Is this reflexive, symmetric, antisymmetric or transitive? Set A contains all points $(x, y)$ on a coordinate plane. The relation $R$ is defined as: point $(x_1,y_1)$ is related to point $(x_2,y_2)$, if $y_1=y_2$. 
Is this set (A) reflexive, symmetric, antisymmetric or transitive? 
How would I go about solving this?
Thanks,
 A: $R$ is reflexive if $zRz$ for all $z$ in the set $A$. 
Since for any point $(x,y)$ in $A$, $y=y$, then $(x,y)R(x,y)$ and $R$ is reflexive.
$R$ is symmetric if whenever $z_1 R z_2$ then $z_2Rz_1$ also holds. Since equality itself is symmetric, if $$(x_1, y_1) R (x_2, y_2)$$ (which means $y_1 = y_2$), then we can say that $$(x_2, y_2) R (x_1, y_1)$$
$R$ is antisymmetric if whenever $z_1 R z_2$ and $z_1 \neq z_2$, then $z_2Rz_1$ never holds.
Note that it is relatively hard for $R$ to be both symmetric and antisymmetric (outside of degenerative cases). 
$R$ is transitive if $z_1Rz_2$ and $z_2Rz_3$ implies $z_1Rz_3$. I will let you fill in the details on this.
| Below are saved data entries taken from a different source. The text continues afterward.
PR #235, opened 2026-08-14
Revert to 1.2.0 — move Agent Foundation 2.0 to the v2 branch

hellohanchen:
Restores `main`'s tree to the 1.2.0 release commit `431bb77`, reverting the 47 commits merged since.

**Nothing is lost.** The 2.0 work is preserved verbatim on [`v2`](https://github.com/puffo-ai/puffo-agent/tree/v2) at `bd8d6ea`, which is byte-identical to `main` as of this PR. This is a normal commit on top of `main`, not a force-push — the history stays intact and this is revertible in one click.

## Why

Production has been rejecting agent runtime events with **409 `invalid_turn_transition`** since **2026-08-11 19:00 UTC**:

| Day (UTC) | Rejections |
|---|---|
| 08-11 | 1,007 |
| 08-12 | 1,992 |
| 08-13 | 4,087 |
| 08-14 | 3,489 |

Zero before that — verified over a 20-day window, and specifically 0 across 08-07 → 08-11 12:00.

**It is not a server regression.** puffo-server ran the same binary (`3565e2df`) in production from 08-07 to 08-13, and both the `require_running` check and its logging have existed since 07-30.

The producer is what changed. The runtime-event outbox and its `turn_ref` / `session_ref` do not exist at 1.2.0 — they arrived on `main` with #225 *"Integrate Agent Foundation across native and keyless cloud runtimes"* at **08-11 00:37**, ahead of the `2.0.0a1` / `2.0.0a2` alphas. The first rejections follow ~18 hours later.

## What users see

`agent_runtime_events.rs` allows an agent exactly one active turn. Once the server's projection leaves `running`, that turn accepts nothing further, and the agent cannot open a replacement either — `turn.started` is refused with *"Agent already has an active turn"*.

So the agent stops responding and cannot recover on its own. **Restarting it is the only way out**, because a restart opens a fresh `session_ref`. That matches the reports: agents that go quiet, receive nothing, reply to nothing, and come back only after a restart.

The retry pattern in the logs is a stable stuck loop — three groups of five attempts ~1.07s apart, repeating every 5 minutes, indefinitely.

## Effect

1.2.0 emits no runtime events at all, so merging this stops the rejections outright rather than mitigating them.

## Not addressed here

This is a stop-the-bleeding revert, not a fix for the turn lifecycle. The underlying defect is still unidentified: the failing `POST /v2/agent-runtime/events:append` is logged with only `failure_code` and `status` — **no `agent_slug`, `turn_ref`, or `session_ref`** — so the logs cannot say which agents are affected, nor distinguish the two distinct causes the server collapses into one code:

- `"Agent already has an active turn"` (a `turn.started` against a live turn)
- `"turn.finished does not match the active turn"`

Both surface as `invalid_turn_transition`. Adding those fields server-side is cheap and would make the next investigation a log query instead of a code read.


Glimmer0x:
Closing as superseded by the repaired 2.0 path. #237 is now merged with daemon-owned Inbox turns and runtime observability kept off the execution path, which addresses the stuck-turn failure that motivated this emergency rollback. #238 restores the 1.2 flat-memory compatibility surface on top of that architecture. Reverting the repository to 1.2 now would discard the validated fixes and the later compatibility work.

PR #243, opened 2026-08-17
(Reopen) PUF-430: on archive, leave every space so the agent drops out of channel rosters

hellohanchen:
Reverts puffo-ai/puffo-agent#242


Glimmer0x (changes requested):
v2 blocker: the native signed archive path is covered and passes, but bridge/keyless agents have no local identity and no bridge/server leave+revoke lifecycle primitive. In the current implementation archive returns without convergence: pending_leave remains true, pending_revoke is not written, and retries cannot complete, so an archived keyless agent can remain in space/channel rosters. Please either add the keyless server/bridge lifecycle contract and route archive through it, or explicitly scope this PR to native transport with a warning and track bridge roster cleanup as a separate release blocker. CI is green; this is a product-contract blocker, not a test failure.

PR #255, opened 2026-08-18
fix(runtime): recover stuck turns after a runtime crash or an unresumable session

hellohanchen:
## Root cause: two distinct bugs in the same failure family

Fixes the 2.0.0a15–a17 regression that got fleet agents stuck permanently in a `RuntimeStateError` → `turn.failed` → requeue loop, unable to recover on their own.

### Bug 1: crashed-runtime abandons never retried

`RuntimeManager._consume_events()` already tags `TURN_ABANDONED` events caused by a crashed provider runtime (`RUNTIME_EXITED`, event-persistence failure, timeout cleanup) with `data["retryable"] = True`. But `RuntimeManagerAdapter._consume_turn_events()` discarded that flag and always raised a bare `RuntimeStateError` — not an `AgentAPIError`, so `global_inbox_runtime._invoke_turn_with_retries()` never entered its session-transfer retry path (`handle_global_inbox_retry` / `transfer_turn_session`, added in `b0c13b5`) and fell through to a dumb requeue that never repairs the persisted session pointer.

**Fix**: `_consume_turn_events()` now raises `AgentAPIError` when the terminal event says `retryable=True`. Genuine provider-reported failures (`turn.completed` with outcome `"failed"`/`"cancelled"` and no `retryable` flag) keep raising `RuntimeStateError` exactly as before.

### Bug 2: an invalid `--resume` target isn't always a synchronous open failure

claude-code CLI doesn't always fail `driver.open()` when `--resume` targets a session id that no longer exists. Sometimes the process spawns and initializes fine, and the invalid resume only surfaces later as an ordinary `turn.completed` with `outcome="failed"` (stderr `"No conversation found with session ID: ..."`); other times it crashes the whole process (`RUNTIME_EXITED`) instead. Neither carries a `retryable` flag on its own, so under Bug 1's fix both stayed non-retryable too — but nothing ever detected that the *persisted* `native_session_id` itself was permanently dead and replaced it, so the agent retried the identical broken id forever.

**Fix**: `RuntimeManager` now tracks `_resume_unconfirmed` (true from a resumed open until its first turn succeeds). A first-turn failure on an unconfirmed resume discards the session id and forces the terminal event retryable so it flows through the same `AgentAPIError` / session-transfer retry path as Bug 1, landing on a genuinely fresh session. Once a turn succeeds, the session is confirmed good and later failures go back to plain `RuntimeStateError`.

**Refined in #256** (merged into this branch as a stacked follow-up, see that PR for its own write-up): rather than gating the reset purely on "is this the first turn after resume", the driver now parses the claude-code `result` frame's structured `errors` field for the exact `"No conversation found with session ID:"` diagnostic and tags it `error_code="invalid_resume"`; `RuntimeManager` resets specifically on that precise signal (not on any first-turn failure), which avoids misfiring on an unrelated provider error that happens to land on turn one. The `RUNTIME_EXITED`-crash variant (no structured signal available) still uses the `_resume_unconfirmed` heuristic. #256 also fixes a related issue where context admission could degrade before the first turn because claude-code's native autocompact capability/threshold wasn't learned until `system/init`, and adds a short retry "kick" when a native session survives across a retry.

Both exception types carry an optional `error_code` (mirroring the terminal event's own `error_code`/`outcome`) through the existing allowlisted `error_code` observability field, so failure sites can be told apart in production logs without ever exposing raw exception text.

`AgentAPIError` lives in `agent/errors.py` with no adapter/harness imports, so this adds no circular dependency.

### DM messages never surfaced their thread_root_id

Separately reported live: an agent replying inside a DM thread could see the DM target (`target_type="dm" target_ref="dm:<peer>"`) but never the `thread_root_id`, even though the row always carries one and `send_message`'s `root_id` parameter already fully supports DM replies (`_validate_outgoing_root_scope` has a dedicated `dm_peer` branch). The read side just never told the agent what `root_id` to pass back.

**Fix**: `target_label()`'s DM branch now also resolves `_effective_thread_root()` and appends `thread_root_id` to the header when present, exactly like the channel branch already does. `target_type` stays `"dm"` and `target_ref` stays `dm:<peer>` — DMs aren't independently routable per thread the way channel threads are, so this is presentation-only, with zero change to routing, coalescing, or `canonical_target_parts()`.

## Tests

- Updated the existing `test_runtime_manager_failures.py` assertions that exercised retryable abandons to expect `AgentAPIError`, with `is_auth`/`error_code` coverage, plus new tests for both Bug 2 failure shapes and the confirmed-session/non-retryable paths that must stay unaffected.
- `test_claude_runtime_recovery.py` (added in #256) covers the `invalid_resume` precision detection and autocompact capability learning.
- `test_dm_projection_exposes_thread_root_id_but_keeps_dm_routing` covers the DM projection fix.

Full suite runs clean (`pytest`, excluding two GUI test files that can't collect without the optional `PySide6` extra — pre-existing, unrelated to this change).

## Live verification against the fleet

Installed this branch into the production pipx daemon (`pipx install git+...`) and restarted, iterating as each newly-discovered failure shape came up. All four previously-stuck agents recovered and completed real turns: `equation-7256-87f7`, `old-coder-7968-8e7b0303`, `solution-5805-d1be`, and `calculatio-4282-36fa`. No regressions observed across the 24-agent fleet. Production is currently running this branch's code.

### DIFF
--- a/docs/claude-runtime-recovery-investigation-2026-08-18.md
+++ b/docs/claude-runtime-recovery-investigation-2026-08-18.md
@@ -1,0 +1,172 @@
+# Claude Runtime Recovery Investigation
+
+Date: 2026-08-18
+
+## Question
+
+Does `puffo-agent` recover reliably when a Claude Code Agent cannot continue
+its persisted provider session, and do PRs #253 and #255 cover every observed
+way that the Agent can become permanently stuck?
+
+## Observed Failure Families
+
+### 1. Context admission blocks before a provider turn starts
+
+One production Claude Agent has 79 durable pending messages. Its last
+successful turn ended on 2026-08-17. Since then the daemon has repeatedly
+planned work but has never started another provider turn.
+
+Representative admission evidence:
+
+```text
+used_tokens=495678
+projected_tokens=503475
+context_window=1000000
+outcome=degraded
+```
+
+The context controller's soft target is 50% of the provider window. Once the
+projected turn crosses that target, admission requires native compaction or a
+rollover. Claude reports neither capability at process open when
+`auto_compact_threshold_pct` is unset. The Claude stream-json process only
+advertises `/compact` in `system/init`, and current Claude Code does not emit
+that frame until it receives its first user frame. Admission therefore blocks
+the frame that would disclose the capability needed to unblock admission.
+
+PR #253 makes a configured `auto_compact_threshold_tokens` available at open
+time and injects the matching `--autocompact` argument. It does not help
+existing/default Agent configurations where both compact threshold fields are
+unset. The affected production Agent is still in that default state after the
+2.0.0a17 restart.
+
+Two other Claude Agents remained in the same degraded state for roughly 20
+hours before a process restart happened to reopen them with lower reported
+context use. No native compaction event was recorded, so that recovery is not
+a deterministic fix.
+
+### 2. A started provider turn fails on a crashed or invalid resumed session
+
+PR #255 addresses a later failure boundary. A provider turn has already been
+started, but the runtime either exits or reports a failed first turn because
+the persisted `--resume` target is no longer usable.
+
+Two defects are plausible and independently useful to fix:
+
+1. `TURN_ABANDONED(retryable=True)` was converted into a non-retryable
+   `RuntimeStateError`, bypassing Global Inbox's session-transfer retry path.
+2. Claude can accept process startup for an invalid resume ID and report the
+   failure only after the first user frame, so synchronous open fallback is
+   insufficient.
+
+PR #255 propagates retryable terminal events as `AgentAPIError` and tracks an
+unconfirmed resumed runtime until one provider turn succeeds. It clears the
+native session ID and retries from a fresh session when that first resumed
+turn fails or the runtime exits.
+
+## Review Concerns In PR #255
+
+The retryable terminal propagation follows the existing Global Inbox recovery
+contract and appears directionally correct.
+
+The unconfirmed-resume classification is currently broader than its evidence:
+every non-successful first turn on a resumed session is treated as proof that
+the resume ID is invalid. A valid resumed session can have a first turn fail
+for unrelated reasons such as rate limiting, authentication, policy rejection,
+provider execution failure, cancellation, or malformed input. Resetting that
+session loses provider-native history and replays only Puffo's reconstructed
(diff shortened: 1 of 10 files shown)


Glimmer0x:
I reproduced and reviewed the remaining stuck-Agent paths against the current Claude CLI and ran an independent Claude Fable 5 source review. PR #256 targets this branch and completes the recovery contract.

The important deltas are: pre-turn `get_context_usage` now discovers native compact capability without a guessed default; only the explicit missing-conversation diagnostic becomes `invalid_resume`; invalid session state is cleared before terminal persistence; confirmed sessions survive resource reloads; and retry payload selection now distinguishes a preserved session from a fresh replacement.

Full pytest, pre-commit, structural limits, Ruff, and diff checks pass.

Glimmer0x:
Updated this branch onto current `origin/main` (`dd8fa3e`, 2.0.0a19) and resolved the RuntimeManager conflict with #260's native-session continuity work.

Conflict resolution preserves both contracts:

- the failed driver is closed once by the current-main open-failure path;
- `_clear_native_session()` clears the invalid native ID and its confirmed-session marker together;
- resource/account reloads still preserve a valid confirmed native session;
- pre-turn Claude context usage can publish newly learned `/compact` capability through `RuntimeManager.current_capabilities()`;
- only the explicit `invalid_resume` provider result retires an otherwise valid resumed session.

Fresh verification after the merge:

- targeted context/recovery/session-continuity suite: 171 tests passed;
- full `uv run --extra dev pytest -q`: passed, one existing Windows-only skip;
- `uv run pre-commit run --all-files`: passed, including Ruff, structural limits, and conflict detection.

Glimmer0x:
Final bounded-context fallback is now included in `fca6298`.

After native compaction is unavailable or exhausts its two bounded attempts, and even the minimum Inbox batch cannot fit below the context soft target, the RuntimeManager now opens a fresh Claude/Codex native session while preserving the Puffo logical `session_ref`. Normal turns, successful compaction, batch shrinking, profile/resource reloads, and confirmed native-session resume remain unchanged.

Fresh verification on the merged current-main branch:
- targeted runtime/context/recovery suite: 172 passed;
- full `uv run --extra dev pytest -q`: passed with one existing Windows-only skip;
- `uv run pre-commit run --all-files`: passed.

PR #268, opened 2026-08-19
fix(runtime): resolve Claude's autocompact threshold from the static table

hellohanchen:
## Follow-up to #265

#265 fixed the compounding-threshold crash loop (`equation-7256-87f7`, `old-coder-7968-8e7b0303` stuck permanently on `--autocompact` argument `'90000' is invalid`) by pinning the threshold to whatever was already on `spec`/`status` and never recomputing it. That's safe, but doesn't match how this problem was actually solved before, in **#219**.

## What #219 already established

When Claude Code stopped honoring the legacy `CLAUDE_AUTOCOMPACT_PCT_OVERRIDE` env var and we switched to computing `--autocompact <tokens>` ourselves, #219 explicitly called out that Claude echoes the *configured* ceiling back as its own `rawMaxTokens` once `--autocompact` is active — not the model's real capacity. Verified again empirically here: launching with `--autocompact 300000` makes the CLI report `rawMaxTokens: 300000` right back (opus-4-7's real window is 1,000,000). `build_context_runtime()` (still used by `worker.py`/`agent_detail.py` for status/UI) handles this by always resolving from the static per-model table whenever a pct override is configured — never trusting the live-reported window.

`runtime_manager.py`'s `_context_threshold()` (added in #265) doesn't do that yet — it just freezes on `configured` for Claude, meaning the threshold is only ever as correct as whatever happened to be set at launch, and any later pct config change has no path to apply.

## This PR

- `_context_threshold()`: for `driver_name == "claude-code"` with a pct configured, resolve via `claude_autocompact_tokens(model, pct)` against the static table — the identical call `local_runtime.py` makes at launch. Deterministic for a fixed model+pct, so it can never disagree with what's already running from a normal launch.
- `get_context_snapshot()`: the reload-on-mismatch branch was gated `driver_name != "claude-code"` (codex only). Extended to cover claude-code too, now that the resolution is stable — it only fires once, to apply a pct that changed after launch, not on every poll.
- Restored the "corrects a stale threshold exactly once" regression test that didn't survive #265's squash-merge.

## Verification
- Full test suite + ruff: clean
- `test_context_snapshot_stays_pinned_once_it_matches_launch` (already existed): unaffected — resolving from the static table lands on the same 300_000 the launch spec already has, so no reload
- `test_context_snapshot_corrects_a_stale_claude_threshold_exactly_once` (new): spec starts with pct configured but no token value yet; first poll resolves 300_000 and reloads once; second poll doesn't reload again

Not deployed yet — production is currently running #265's version (pinned, no static-table resolution or drift-correction), which is safe and already fixes the crash loop. This is a refinement, not a hotfix.

### DIFF
--- a/src/puffo_agent/agent/harness/runtime_manager.py
+++ b/src/puffo_agent/agent/harness/runtime_manager.py
@@ -49,10 +49,7 @@ COMPACTION_WAIT_SECONDS = 120.0
 
 
 def _resolve_claude_autocompact_tokens(*, model: str, pct: float) -> int | None:
-    """Same call local_runtime.py makes at launch -- static per-model window,
-    never the driver's live-reported one (see PR #219: once --autocompact is
-    active, Claude echoes that configured ceiling back as its own window).
-    """
+    """Same call local_runtime.py makes at launch -- static per-model window."""
     from ...portal.control.context_telemetry import claude_autocompact_tokens
 
     return claude_autocompact_tokens(model=model, pct=pct)
@@ -894,11 +891,8 @@ class RuntimeManagerAdapter(Adapter):
         if pct is None:
             return configured
         if self.manager.driver_name == "claude-code":
-            # Claude echoes the configured --autocompact ceiling as its live
-            # context window, so window * pct compounds smaller on every
-            # observation (PR #219). Resolve from the static per-model
-            # table instead -- deterministic for a fixed model+pct, same
-            # call local_runtime.py already made at launch.
+            # Claude echoes our configured ceiling as its live window, so
+            # window * pct would compound smaller each time (PR #219).
             return (
                 _resolve_claude_autocompact_tokens(
                     model=self.manager.spec.model, pct=pct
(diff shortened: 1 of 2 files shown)


Glimmer0x (changes requested):
Blocking runtime-contract mismatch: the new recomputation does not always use the same resolution inputs as launch.

`DockerRuntimePreparer._prepare_claude_spec()` calls `claude_autocompact_tokens(..., env=self.agent_cfg.env_overrides)`, intentionally isolating Docker from the daemon process environment. `_resolve_claude_autocompact_tokens()` omits `env`, so it reads `os.environ`. With `CLAUDE_CODE_AUTO_COMPACT_WINDOW=500000` on the daemon, model `claude-opus-4-7`, and pct `50`, Docker launches at `500000` from the static 1M model window, but the first context snapshot recomputes `250000` from the host override and reloads the provider with the wrong value. The existing Docker test at `tests/test_context_telemetry_threshold.py:539` already establishes that the host override is ignored for Docker launch.

Please make the resolver use the launch spec environment (or retain a non-null launch-owned token and resolve only when both spec/status are missing), and add one cross-boundary regression case covering Docker launch -> RuntimeManager snapshot. Also note that normal `env_overrides` edits already restart the worker and rebuild the full spec via `_worker_needs_restart`, so telemetry should not overwrite a valid launch-owned token merely to apply a later pct edit.

Glimmer0x:
Superseded by #269, which preserves this PR's missing-threshold repair while keeping the launch-resolved threshold authoritative and using the RuntimeSpec launch environment for fallback resolution. #269 passed the full test suite, CI/CodeQL, and an independent Fable 5 review, and is now merged.

PR #276, opened 2026-08-22
feat(inbox): message covers — explicit disposition, finalize reconciliation, one-shot redelivery

Glimmer0x:
## What

The safety net for the audited "read but never answered" message loss (45 confirmed net-loss cases across prod agents): the model now **declares** which inbound messages each outbound action disposes of, and the daemon reconciles at turn end.

### Covers
- `send_message` / `create_reminder` accept `covers=[message_id...]` — the reply/deferral's disposition claim (message-level, cross-target allowed). No covers = covers nothing; there is deliberately no target-level inference (per design discussion with Glimmer).
- New `mark_covered` tool settles a message that needs no reply, or backfills a forgotten declaration.
- Covers land in a `message_covers` table (doubles as reply-traceability data).

### Finalize reconciliation + one-shot redelivery
- At turn end: human messages read − covers declared = uncovered set. A `turn.uncovered_messages` observation event always fires; behind the `covers_renotice` flag (daemon.yml; `PUFFO_COVERS_RENOTICE` env as test override) uncovered rows are redelivered **once**, marked `uncovered_redelivery=true`, with a `renotified` bit guaranteeing no loops.
- The notice announces the backlog as `[uncovered message_count=N]` metadata.
- Naming is deliberate: *uncovered* (no declaration recorded), not *unaddressed* — the ledger can't know whether a message was handled, only whether a claim was made.
- Prompt layer: dedicated **Covers** section in the platform primer; turn cue requires per-message disposition before ending a turn.

### Hardening from an 8-angle adversarial review (~31 findings, all triaged)
- One completion transaction serves `mark_processed` and the renotice path (restores the exact-membership pre-check the copy had dropped).
- Renoticed rows release notice contributions **by row** — redelivery no longer depends on incidental recovery paths.
- `model_visible_at` survives renotice (no freshness-watermark regression → no spurious held sends).
- A cover recorded during the redelivery window settles the row.
- Sender classification is by exclusion (agent/system exempt): non-operator human DMs with no roster facts are inside the net, not outside it.
- Crash recovery completes through the same reconciliation as normal finalize.
- `uncovered_redelivery` renders only while the redelivery is live; settled rows stop nagging history readers forever.
- Held sends report `covers_dropped`; one `_parse_covers` wire validator for all three RPC routes (falsy wrong types are 400s, not silent drops); `mark_covered` rejects blank-only lists.
- Rolling-upgrade shims: old-daemon `create_reminder` retries without covers and reports them dropped; `mark_covered` explains unavailability.
- Reviewed-and-rejected: the claimed "back-page permanent silence" P1 and a finalize/admission race were both refuted by direct testing (regression tests pin the correct behavior: `tests/test_inbox_backpage_renotice.py`, `test_renotice_survives_contribution_from_earlier_generation`).

## Testing

Full suite green (3240+ tests, 0 failures), including 20+ new tests covering the covers lifecycle, redelivery edge cases, wire validation, and the refuted-audit regressions.

## Rollout

Observation events are unconditional; redelivery ships **off** by default. Suggest enabling `covers_renotice: true` in the test environment first, watching `turn.uncovered_messages` rates, then prod.


Glimmer0x:
Blocking failure-mode issue: finalize catches any cover-reconciliation error and then falls through to mark the full turn processed. I reproduced this by making the covered-id lookup raise with covers renotice enabled; the human message ended processed and was not renotified. That makes a failure in the safety net silently acknowledge exactly the work it is supposed to protect. Please fail closed for this path by requeueing or leaving the turn recoverable, while keeping duplication bounded. One focused regression is enough. Non-blocking boundary note: the cover store currently treats any locally known row as coverable, including outbound or otherwise non-inbound rows; narrowing this to eligible inbound messages would better match the declared contract and keep traceability honest.

Glimmer0x:
Re-review complete: the original blocker is resolved. A reconciliation read failure now emits an ERROR event and uses an atomic store-side partition to requeue every still-unrenotified turn member once, while already-renotified rows settle. This preserves the bounded duplicate-over-loss behavior for the reproduced failure. Focused tests passed (17 tests). Non-blocking residual: if both reconciliation and the fallback write fail, the code deliberately completes plainly; that is an explicit availability-over-loss escape hatch rather than fully fail-closed behavior and should remain documented/observable.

A: Since $(x,y)R(x,y) \iff y=y$ the relation is reflexive
$(x,y)R(a,b) \implies y=b \implies b=y \implies (a,b)R(x,y)$, hence the relation is symmetric
$(x,y)R(a,b)$ and $(a,b)R(c,d) \implies y=b=d \implies y=d \implies (x,y)R(c,d)$, so the relation is transitive
Note that the relation isn't antisymmetric, as $(x_1,y_1)R(x_2,y_2) \iff y_1=y_2$, but not necessarily that $x_1 = x_2$.